====== Listed entries ======
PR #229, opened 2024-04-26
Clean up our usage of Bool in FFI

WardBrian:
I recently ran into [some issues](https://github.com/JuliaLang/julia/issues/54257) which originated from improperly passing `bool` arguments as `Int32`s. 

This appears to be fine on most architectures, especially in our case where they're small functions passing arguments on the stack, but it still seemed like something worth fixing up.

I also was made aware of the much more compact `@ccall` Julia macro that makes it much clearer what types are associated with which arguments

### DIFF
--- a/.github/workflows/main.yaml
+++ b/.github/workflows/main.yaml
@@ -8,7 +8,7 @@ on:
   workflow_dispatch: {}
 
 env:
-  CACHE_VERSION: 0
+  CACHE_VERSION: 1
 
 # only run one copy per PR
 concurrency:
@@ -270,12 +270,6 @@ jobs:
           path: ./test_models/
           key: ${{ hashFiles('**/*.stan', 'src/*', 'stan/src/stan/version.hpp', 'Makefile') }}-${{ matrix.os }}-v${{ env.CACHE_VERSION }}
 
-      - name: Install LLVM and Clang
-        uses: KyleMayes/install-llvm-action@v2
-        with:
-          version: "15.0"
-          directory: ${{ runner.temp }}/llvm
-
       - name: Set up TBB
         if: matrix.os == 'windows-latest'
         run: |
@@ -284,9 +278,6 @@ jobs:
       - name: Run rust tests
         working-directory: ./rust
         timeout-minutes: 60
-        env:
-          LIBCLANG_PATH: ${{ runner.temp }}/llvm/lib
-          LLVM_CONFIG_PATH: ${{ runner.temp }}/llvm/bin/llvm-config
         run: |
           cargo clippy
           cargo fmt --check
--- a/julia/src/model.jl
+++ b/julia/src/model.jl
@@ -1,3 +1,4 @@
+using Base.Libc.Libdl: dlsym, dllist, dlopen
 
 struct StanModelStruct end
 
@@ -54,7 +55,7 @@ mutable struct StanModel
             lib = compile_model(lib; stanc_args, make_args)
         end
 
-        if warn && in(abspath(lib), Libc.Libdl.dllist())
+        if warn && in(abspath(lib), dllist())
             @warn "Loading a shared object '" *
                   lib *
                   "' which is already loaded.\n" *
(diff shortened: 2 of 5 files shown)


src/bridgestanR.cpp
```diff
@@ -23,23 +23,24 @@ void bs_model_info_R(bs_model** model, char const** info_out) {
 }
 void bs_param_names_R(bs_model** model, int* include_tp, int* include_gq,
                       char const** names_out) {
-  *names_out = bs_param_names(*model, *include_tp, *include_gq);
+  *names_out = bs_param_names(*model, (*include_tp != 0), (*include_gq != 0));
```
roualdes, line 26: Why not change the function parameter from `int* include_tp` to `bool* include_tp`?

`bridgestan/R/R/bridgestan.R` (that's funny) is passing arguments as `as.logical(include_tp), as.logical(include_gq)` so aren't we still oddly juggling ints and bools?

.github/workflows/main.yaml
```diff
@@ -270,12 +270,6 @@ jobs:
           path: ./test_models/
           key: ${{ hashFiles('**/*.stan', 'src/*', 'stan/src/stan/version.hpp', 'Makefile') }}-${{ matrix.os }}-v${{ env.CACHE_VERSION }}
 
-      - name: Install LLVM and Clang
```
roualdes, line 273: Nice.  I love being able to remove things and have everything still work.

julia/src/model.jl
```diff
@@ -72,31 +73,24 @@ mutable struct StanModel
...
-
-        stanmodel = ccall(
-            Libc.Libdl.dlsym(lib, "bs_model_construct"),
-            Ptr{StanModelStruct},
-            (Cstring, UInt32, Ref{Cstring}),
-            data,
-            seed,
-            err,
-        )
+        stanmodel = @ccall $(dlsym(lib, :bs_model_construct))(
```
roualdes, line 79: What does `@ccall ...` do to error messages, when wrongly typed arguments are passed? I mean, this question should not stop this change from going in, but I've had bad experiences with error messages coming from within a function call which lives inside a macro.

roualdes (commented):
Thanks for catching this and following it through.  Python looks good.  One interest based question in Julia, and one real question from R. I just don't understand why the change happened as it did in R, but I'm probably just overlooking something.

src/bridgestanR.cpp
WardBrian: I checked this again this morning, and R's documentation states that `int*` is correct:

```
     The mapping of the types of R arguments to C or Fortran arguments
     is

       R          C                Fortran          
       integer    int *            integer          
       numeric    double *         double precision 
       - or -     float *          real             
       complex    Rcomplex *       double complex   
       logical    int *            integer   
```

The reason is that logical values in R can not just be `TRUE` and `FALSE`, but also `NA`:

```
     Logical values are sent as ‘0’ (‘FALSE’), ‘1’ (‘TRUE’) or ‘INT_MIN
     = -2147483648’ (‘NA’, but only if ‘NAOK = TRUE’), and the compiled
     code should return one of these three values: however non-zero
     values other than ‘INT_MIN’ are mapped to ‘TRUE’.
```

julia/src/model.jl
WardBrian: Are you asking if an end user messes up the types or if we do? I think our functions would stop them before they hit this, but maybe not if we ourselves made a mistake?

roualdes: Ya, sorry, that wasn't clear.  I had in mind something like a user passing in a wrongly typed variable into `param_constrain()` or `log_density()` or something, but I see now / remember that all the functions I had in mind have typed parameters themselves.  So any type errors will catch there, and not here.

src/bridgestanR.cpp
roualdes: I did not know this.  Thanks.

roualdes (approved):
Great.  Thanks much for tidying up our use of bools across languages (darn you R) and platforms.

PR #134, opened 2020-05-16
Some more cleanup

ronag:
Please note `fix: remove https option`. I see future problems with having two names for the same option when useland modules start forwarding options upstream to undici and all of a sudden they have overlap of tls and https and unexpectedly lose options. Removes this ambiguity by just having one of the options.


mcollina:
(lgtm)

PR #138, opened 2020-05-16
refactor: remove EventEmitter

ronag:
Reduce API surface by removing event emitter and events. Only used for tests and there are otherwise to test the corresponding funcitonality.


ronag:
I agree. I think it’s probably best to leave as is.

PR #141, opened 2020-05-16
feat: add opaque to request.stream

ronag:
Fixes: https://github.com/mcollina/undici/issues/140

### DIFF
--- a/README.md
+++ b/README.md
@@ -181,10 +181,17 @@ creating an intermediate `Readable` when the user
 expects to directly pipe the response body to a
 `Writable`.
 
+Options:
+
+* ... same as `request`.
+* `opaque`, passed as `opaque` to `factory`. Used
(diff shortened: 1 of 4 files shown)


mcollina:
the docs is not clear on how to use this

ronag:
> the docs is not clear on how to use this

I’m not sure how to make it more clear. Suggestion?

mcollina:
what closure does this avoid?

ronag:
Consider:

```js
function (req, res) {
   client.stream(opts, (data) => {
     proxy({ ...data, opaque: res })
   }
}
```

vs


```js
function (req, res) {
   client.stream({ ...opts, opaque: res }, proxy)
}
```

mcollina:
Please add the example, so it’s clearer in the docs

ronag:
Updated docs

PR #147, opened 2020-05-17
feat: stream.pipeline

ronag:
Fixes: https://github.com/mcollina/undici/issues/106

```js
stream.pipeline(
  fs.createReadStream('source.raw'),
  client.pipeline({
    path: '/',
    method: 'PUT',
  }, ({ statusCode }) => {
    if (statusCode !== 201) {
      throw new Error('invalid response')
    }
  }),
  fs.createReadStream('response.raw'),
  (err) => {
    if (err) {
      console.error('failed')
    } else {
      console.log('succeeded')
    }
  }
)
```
======
**Task statement:**
Your answer should consist of the lines above that hold the word "main", copied exactly.

**Task response:**
--- a/.github/workflows/main.yaml
+++ b/.github/workflows/main.yaml
.github/workflows/main.yaml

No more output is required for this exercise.